Segment Start: Input
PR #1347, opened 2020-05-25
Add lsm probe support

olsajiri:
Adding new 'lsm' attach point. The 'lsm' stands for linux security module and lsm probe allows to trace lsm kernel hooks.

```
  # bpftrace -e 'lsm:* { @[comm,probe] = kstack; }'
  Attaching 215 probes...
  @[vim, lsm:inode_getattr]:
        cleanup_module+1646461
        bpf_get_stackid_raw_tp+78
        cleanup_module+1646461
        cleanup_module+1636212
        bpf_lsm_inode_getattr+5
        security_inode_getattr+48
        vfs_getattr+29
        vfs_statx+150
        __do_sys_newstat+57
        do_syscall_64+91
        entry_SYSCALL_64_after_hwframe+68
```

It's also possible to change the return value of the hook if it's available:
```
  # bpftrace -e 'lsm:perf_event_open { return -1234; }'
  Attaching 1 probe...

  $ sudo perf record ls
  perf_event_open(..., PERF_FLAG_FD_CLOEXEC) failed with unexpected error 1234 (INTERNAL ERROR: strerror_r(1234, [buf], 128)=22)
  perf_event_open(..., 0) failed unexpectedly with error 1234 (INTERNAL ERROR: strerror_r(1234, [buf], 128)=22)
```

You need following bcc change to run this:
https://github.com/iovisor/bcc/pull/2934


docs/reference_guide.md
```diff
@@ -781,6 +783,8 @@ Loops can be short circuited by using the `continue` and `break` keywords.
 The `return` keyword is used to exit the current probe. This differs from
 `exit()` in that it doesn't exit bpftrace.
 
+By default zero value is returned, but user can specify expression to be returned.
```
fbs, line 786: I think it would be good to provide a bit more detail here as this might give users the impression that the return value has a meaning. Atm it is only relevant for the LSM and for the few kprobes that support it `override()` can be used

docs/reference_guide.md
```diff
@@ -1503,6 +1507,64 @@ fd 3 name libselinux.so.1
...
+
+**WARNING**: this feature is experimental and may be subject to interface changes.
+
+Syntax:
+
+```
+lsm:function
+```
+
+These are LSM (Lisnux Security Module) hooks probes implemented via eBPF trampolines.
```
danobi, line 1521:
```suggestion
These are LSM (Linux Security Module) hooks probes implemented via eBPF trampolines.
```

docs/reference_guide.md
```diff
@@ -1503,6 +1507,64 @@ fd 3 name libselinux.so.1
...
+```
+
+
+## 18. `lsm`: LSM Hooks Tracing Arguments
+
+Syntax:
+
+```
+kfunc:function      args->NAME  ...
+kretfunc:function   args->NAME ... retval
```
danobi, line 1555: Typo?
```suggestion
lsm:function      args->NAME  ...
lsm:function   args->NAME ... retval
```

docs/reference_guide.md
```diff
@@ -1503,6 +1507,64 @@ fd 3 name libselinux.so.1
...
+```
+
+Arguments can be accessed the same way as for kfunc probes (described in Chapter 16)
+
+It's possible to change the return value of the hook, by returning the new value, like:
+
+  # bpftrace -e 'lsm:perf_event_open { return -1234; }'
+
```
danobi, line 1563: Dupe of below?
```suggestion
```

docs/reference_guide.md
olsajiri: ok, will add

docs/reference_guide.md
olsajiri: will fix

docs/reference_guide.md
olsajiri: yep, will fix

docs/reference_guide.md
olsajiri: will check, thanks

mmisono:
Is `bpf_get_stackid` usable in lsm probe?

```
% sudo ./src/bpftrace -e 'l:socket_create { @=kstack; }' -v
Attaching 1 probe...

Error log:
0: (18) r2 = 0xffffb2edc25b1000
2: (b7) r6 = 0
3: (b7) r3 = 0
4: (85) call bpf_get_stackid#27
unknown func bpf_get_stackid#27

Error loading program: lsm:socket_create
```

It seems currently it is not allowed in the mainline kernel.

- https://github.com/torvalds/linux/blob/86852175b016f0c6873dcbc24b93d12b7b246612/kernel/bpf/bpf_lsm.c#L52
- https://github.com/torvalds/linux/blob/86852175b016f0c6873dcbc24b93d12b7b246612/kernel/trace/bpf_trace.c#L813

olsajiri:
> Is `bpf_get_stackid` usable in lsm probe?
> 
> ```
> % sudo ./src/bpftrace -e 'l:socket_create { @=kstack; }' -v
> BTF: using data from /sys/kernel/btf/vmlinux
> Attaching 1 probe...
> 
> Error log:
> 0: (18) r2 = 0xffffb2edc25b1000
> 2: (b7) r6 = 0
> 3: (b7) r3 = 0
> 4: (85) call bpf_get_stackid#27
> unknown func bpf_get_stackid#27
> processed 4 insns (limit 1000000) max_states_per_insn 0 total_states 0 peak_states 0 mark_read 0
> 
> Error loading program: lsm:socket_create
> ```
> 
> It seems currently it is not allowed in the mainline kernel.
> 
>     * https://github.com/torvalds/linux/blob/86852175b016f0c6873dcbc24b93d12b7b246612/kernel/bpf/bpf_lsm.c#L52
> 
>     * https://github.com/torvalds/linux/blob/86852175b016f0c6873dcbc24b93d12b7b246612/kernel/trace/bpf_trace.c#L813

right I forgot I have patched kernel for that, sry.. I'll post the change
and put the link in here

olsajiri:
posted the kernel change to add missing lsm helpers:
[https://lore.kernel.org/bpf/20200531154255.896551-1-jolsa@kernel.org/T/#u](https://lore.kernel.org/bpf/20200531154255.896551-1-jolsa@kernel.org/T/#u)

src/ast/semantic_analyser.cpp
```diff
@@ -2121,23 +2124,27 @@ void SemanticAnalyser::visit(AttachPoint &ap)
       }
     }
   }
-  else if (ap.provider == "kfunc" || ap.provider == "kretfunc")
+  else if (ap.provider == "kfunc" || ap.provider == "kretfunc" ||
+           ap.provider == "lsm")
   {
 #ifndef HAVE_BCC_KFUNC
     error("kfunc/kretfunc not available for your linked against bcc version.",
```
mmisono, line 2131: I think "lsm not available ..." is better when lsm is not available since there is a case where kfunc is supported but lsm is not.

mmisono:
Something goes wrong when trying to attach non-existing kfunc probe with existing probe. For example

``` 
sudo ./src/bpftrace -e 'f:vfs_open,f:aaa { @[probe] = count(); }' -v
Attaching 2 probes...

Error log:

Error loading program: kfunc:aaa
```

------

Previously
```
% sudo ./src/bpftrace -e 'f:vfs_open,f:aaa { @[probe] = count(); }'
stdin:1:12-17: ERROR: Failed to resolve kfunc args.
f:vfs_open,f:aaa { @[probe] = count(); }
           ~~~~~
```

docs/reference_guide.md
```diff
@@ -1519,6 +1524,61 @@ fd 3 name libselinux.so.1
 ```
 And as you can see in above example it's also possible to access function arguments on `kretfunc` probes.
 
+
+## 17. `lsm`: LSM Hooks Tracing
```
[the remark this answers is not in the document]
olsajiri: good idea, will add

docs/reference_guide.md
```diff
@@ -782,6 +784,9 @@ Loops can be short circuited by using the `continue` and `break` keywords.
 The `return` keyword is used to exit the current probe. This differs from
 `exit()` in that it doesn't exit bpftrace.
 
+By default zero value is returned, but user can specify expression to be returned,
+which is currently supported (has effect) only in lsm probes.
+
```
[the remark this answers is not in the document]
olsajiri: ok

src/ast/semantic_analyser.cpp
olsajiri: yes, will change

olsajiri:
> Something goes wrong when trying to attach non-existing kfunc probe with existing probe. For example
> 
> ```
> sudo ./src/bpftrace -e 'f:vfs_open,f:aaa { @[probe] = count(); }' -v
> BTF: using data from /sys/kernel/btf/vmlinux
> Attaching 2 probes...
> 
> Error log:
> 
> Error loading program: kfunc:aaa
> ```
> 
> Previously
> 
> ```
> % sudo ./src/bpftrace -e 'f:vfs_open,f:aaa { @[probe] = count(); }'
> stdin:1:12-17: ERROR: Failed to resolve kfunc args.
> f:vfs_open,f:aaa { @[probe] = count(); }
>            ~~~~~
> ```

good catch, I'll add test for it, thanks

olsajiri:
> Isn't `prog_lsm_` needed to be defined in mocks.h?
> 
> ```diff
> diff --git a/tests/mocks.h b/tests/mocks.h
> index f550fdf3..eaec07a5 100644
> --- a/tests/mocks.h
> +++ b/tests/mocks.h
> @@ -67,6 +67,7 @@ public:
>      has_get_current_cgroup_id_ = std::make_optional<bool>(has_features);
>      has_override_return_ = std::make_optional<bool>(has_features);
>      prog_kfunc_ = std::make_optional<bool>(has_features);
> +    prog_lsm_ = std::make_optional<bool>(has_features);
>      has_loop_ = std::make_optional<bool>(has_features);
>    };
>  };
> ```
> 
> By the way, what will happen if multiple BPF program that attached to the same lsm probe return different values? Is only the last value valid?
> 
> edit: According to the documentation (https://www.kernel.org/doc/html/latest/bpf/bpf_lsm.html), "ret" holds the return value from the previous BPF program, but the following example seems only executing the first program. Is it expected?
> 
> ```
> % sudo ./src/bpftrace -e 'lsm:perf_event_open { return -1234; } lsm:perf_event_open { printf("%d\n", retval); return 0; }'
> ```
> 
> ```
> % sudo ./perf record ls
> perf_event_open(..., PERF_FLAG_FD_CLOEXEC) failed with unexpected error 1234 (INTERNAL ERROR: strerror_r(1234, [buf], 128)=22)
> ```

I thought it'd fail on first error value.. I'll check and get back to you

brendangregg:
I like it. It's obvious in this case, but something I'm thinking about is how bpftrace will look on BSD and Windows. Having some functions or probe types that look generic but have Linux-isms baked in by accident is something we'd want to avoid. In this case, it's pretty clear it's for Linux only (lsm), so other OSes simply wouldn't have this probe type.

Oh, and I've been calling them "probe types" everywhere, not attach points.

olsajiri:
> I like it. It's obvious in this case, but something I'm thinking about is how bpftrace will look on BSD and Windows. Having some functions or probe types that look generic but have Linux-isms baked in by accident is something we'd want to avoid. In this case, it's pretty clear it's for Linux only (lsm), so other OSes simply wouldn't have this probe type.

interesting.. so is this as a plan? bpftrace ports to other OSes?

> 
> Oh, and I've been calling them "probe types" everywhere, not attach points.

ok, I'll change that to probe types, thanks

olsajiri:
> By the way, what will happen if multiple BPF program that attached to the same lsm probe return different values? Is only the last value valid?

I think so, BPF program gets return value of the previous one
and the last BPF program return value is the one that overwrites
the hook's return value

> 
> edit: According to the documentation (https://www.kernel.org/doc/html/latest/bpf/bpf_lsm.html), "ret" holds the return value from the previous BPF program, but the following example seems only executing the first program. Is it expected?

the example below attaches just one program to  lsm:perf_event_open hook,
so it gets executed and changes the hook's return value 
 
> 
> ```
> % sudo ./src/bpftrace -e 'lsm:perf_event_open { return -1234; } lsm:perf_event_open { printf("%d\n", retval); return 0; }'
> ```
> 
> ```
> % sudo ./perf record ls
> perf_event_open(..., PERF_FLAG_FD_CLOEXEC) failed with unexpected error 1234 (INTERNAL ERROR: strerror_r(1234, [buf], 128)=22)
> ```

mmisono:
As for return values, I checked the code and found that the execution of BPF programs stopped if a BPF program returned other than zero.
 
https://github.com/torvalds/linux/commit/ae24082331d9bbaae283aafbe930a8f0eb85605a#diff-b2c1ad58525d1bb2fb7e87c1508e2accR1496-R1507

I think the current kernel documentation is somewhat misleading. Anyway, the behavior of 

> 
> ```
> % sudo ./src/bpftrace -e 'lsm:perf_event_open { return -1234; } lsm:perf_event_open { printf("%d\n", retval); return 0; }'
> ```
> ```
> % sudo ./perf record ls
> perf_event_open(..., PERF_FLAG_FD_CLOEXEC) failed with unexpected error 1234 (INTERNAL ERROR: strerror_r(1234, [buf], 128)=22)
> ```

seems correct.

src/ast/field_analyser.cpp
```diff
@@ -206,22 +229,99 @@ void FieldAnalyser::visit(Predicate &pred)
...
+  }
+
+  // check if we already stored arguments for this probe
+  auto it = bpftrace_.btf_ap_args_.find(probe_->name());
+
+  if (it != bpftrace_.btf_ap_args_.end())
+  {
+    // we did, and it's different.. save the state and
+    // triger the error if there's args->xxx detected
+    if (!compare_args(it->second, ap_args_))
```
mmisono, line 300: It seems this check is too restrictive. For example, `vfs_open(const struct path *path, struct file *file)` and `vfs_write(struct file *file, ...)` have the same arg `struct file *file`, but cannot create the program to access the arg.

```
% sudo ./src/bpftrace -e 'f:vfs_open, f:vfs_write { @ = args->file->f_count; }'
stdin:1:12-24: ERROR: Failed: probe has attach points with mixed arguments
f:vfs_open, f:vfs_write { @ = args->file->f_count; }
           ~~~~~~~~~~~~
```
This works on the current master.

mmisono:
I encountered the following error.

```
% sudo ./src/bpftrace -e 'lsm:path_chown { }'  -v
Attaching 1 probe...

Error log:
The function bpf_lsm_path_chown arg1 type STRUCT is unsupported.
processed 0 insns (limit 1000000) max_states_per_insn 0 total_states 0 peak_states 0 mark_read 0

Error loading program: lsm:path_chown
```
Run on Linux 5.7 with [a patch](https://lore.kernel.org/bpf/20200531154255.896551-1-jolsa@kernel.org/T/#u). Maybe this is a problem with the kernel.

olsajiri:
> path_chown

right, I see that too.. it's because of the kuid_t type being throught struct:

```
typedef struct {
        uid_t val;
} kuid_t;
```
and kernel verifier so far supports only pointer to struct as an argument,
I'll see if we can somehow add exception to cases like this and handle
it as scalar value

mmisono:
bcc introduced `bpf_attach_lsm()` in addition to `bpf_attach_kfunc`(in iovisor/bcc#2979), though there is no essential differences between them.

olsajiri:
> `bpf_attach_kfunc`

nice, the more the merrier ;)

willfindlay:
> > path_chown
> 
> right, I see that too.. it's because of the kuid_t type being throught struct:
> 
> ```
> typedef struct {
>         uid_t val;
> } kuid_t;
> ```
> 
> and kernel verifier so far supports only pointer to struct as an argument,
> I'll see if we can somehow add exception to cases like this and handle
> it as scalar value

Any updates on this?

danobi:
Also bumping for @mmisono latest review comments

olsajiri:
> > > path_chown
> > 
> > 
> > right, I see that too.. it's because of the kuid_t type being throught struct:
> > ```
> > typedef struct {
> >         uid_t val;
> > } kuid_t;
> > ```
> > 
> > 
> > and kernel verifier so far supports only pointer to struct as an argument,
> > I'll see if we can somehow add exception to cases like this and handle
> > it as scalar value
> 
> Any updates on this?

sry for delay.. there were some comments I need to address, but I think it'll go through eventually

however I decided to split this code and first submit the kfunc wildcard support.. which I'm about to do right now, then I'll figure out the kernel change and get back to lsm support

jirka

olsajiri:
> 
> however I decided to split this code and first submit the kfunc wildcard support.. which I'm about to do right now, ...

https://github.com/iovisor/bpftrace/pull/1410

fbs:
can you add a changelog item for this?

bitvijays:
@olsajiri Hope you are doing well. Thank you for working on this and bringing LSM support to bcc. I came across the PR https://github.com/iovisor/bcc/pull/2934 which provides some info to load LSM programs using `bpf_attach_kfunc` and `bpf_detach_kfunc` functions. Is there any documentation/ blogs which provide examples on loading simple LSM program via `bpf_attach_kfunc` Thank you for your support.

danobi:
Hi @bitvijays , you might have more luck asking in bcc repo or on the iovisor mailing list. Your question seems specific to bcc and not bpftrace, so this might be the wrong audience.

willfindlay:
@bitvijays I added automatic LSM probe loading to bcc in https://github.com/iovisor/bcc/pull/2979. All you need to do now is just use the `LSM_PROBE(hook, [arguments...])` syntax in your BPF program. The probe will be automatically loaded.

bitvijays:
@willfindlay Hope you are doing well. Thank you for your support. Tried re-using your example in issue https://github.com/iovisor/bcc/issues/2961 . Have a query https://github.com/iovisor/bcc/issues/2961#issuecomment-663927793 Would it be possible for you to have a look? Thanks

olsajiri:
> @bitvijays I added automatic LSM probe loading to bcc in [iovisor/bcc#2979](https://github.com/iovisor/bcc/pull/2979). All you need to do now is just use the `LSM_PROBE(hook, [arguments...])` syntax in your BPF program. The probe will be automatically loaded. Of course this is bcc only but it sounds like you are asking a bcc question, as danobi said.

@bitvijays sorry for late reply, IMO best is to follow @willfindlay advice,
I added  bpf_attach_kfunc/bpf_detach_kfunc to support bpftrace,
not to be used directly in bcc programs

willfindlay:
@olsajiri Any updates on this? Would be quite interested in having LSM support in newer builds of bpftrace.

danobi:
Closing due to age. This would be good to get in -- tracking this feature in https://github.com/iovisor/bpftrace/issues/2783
Segment End: Input
Segment Start: Input
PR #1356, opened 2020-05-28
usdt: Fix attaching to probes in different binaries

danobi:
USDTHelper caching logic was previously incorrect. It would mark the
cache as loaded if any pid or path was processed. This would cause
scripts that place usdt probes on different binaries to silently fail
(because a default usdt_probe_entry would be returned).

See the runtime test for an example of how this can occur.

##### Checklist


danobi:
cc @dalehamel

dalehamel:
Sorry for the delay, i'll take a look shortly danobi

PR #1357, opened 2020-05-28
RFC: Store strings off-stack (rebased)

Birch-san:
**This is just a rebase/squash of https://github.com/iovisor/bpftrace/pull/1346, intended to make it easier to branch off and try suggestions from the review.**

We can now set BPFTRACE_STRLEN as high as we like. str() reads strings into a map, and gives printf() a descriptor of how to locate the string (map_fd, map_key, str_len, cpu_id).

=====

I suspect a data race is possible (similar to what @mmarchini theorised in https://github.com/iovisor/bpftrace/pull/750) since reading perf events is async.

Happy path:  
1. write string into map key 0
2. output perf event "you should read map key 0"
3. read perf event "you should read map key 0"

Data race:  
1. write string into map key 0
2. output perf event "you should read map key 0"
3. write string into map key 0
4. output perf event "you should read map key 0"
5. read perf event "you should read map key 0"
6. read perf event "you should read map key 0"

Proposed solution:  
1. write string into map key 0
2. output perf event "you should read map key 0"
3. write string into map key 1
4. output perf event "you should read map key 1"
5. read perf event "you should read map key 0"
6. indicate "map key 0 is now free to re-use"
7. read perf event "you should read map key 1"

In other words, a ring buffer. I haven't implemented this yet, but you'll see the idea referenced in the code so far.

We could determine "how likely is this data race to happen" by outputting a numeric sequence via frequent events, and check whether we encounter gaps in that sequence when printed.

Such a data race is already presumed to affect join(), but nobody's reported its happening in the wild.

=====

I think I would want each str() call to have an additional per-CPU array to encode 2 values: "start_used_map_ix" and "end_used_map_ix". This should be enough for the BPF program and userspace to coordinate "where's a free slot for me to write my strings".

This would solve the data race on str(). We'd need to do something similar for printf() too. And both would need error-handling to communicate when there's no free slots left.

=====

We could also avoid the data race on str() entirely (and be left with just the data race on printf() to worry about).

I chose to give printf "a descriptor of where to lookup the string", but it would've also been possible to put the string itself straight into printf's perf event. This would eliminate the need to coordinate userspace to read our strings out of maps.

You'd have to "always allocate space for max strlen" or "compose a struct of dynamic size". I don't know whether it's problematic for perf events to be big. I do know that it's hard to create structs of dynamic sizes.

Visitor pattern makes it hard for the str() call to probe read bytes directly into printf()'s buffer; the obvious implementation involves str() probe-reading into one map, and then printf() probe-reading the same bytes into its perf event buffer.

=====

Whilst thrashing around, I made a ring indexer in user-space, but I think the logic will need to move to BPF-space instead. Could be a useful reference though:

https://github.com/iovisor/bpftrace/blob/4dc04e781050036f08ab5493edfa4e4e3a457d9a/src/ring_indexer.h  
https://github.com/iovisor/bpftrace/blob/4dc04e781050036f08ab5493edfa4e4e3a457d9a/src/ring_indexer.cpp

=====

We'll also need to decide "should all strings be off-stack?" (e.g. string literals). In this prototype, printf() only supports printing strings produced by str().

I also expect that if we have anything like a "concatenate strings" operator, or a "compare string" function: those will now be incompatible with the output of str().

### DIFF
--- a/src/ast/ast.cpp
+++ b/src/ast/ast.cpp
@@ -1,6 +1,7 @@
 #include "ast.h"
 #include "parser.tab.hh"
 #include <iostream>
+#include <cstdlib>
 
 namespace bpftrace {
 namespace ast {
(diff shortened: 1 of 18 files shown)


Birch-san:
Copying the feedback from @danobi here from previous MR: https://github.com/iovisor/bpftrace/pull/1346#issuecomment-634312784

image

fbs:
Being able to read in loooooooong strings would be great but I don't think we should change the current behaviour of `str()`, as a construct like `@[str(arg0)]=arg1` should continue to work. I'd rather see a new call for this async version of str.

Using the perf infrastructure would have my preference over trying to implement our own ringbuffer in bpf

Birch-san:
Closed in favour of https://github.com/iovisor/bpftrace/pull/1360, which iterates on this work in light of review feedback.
Segment End: Input
Segment Start: Input
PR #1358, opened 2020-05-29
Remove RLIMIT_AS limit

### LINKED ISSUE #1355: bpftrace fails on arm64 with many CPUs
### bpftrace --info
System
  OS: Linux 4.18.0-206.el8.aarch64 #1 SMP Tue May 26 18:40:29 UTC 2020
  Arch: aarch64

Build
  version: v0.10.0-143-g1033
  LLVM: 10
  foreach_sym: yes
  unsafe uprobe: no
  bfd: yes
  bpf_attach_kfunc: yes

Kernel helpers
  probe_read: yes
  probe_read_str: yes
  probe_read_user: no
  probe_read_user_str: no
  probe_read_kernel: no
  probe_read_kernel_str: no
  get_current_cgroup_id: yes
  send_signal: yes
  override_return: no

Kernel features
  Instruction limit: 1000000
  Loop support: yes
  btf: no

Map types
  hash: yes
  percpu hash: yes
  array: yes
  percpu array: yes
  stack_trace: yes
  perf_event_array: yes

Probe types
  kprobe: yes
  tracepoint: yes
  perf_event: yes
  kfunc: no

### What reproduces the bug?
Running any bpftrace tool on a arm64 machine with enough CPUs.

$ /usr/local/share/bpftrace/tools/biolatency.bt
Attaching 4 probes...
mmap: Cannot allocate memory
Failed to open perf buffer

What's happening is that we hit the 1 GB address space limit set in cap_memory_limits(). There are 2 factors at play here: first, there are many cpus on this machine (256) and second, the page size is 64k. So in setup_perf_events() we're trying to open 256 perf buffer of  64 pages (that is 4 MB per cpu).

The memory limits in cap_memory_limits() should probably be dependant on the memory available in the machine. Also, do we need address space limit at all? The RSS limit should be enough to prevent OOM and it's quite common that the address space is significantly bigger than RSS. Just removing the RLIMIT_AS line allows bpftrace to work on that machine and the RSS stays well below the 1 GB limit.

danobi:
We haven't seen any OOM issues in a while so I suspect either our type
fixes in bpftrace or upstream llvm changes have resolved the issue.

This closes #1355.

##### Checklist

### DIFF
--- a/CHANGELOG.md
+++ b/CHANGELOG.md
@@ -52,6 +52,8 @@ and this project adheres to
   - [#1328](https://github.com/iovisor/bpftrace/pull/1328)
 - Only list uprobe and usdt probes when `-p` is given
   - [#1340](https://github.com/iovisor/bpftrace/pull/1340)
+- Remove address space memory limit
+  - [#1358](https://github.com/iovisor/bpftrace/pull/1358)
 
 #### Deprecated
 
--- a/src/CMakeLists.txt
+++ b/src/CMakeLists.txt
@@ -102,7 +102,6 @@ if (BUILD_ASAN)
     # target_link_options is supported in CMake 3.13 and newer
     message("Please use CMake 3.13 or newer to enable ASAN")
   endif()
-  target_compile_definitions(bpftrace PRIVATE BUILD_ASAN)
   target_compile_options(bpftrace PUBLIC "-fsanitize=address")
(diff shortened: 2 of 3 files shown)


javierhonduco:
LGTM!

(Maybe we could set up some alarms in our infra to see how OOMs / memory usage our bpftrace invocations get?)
Segment End: Input
[What is expected] Could you transcribe the entries above word for word, from the line with "- [#1328](https://github.com/iovisor/bpftrace/pull/1328)" down to the line with "(Maybe we could", keeping both?

[Your solution]
   - [#1328](https://github.com/iovisor/bpftrace/pull/1328)
 - Only list uprobe and usdt probes when `-p` is given
   - [#1340](https://github.com/iovisor/bpftrace/pull/1340)
+- Remove address space memory limit
+  - [#1358](https://github.com/iovisor/bpftrace/pull/1358)
 
 #### Deprecated
 
--- a/src/CMakeLists.txt
+++ b/src/CMakeLists.txt
@@ -102,7 +102,6 @@ if (BUILD_ASAN)
     # target_link_options is supported in CMake 3.13 and newer
     message("Please use CMake 3.13 or newer to enable ASAN")
   endif()
-  target_compile_definitions(bpftrace PRIVATE BUILD_ASAN)
   target_compile_options(bpftrace PUBLIC "-fsanitize=address")
(diff shortened: 2 of 3 files shown)


javierhonduco:
LGTM!

(Maybe we could set up some alarms in our infra to see how OOMs / memory usage our bpftrace invocations get?)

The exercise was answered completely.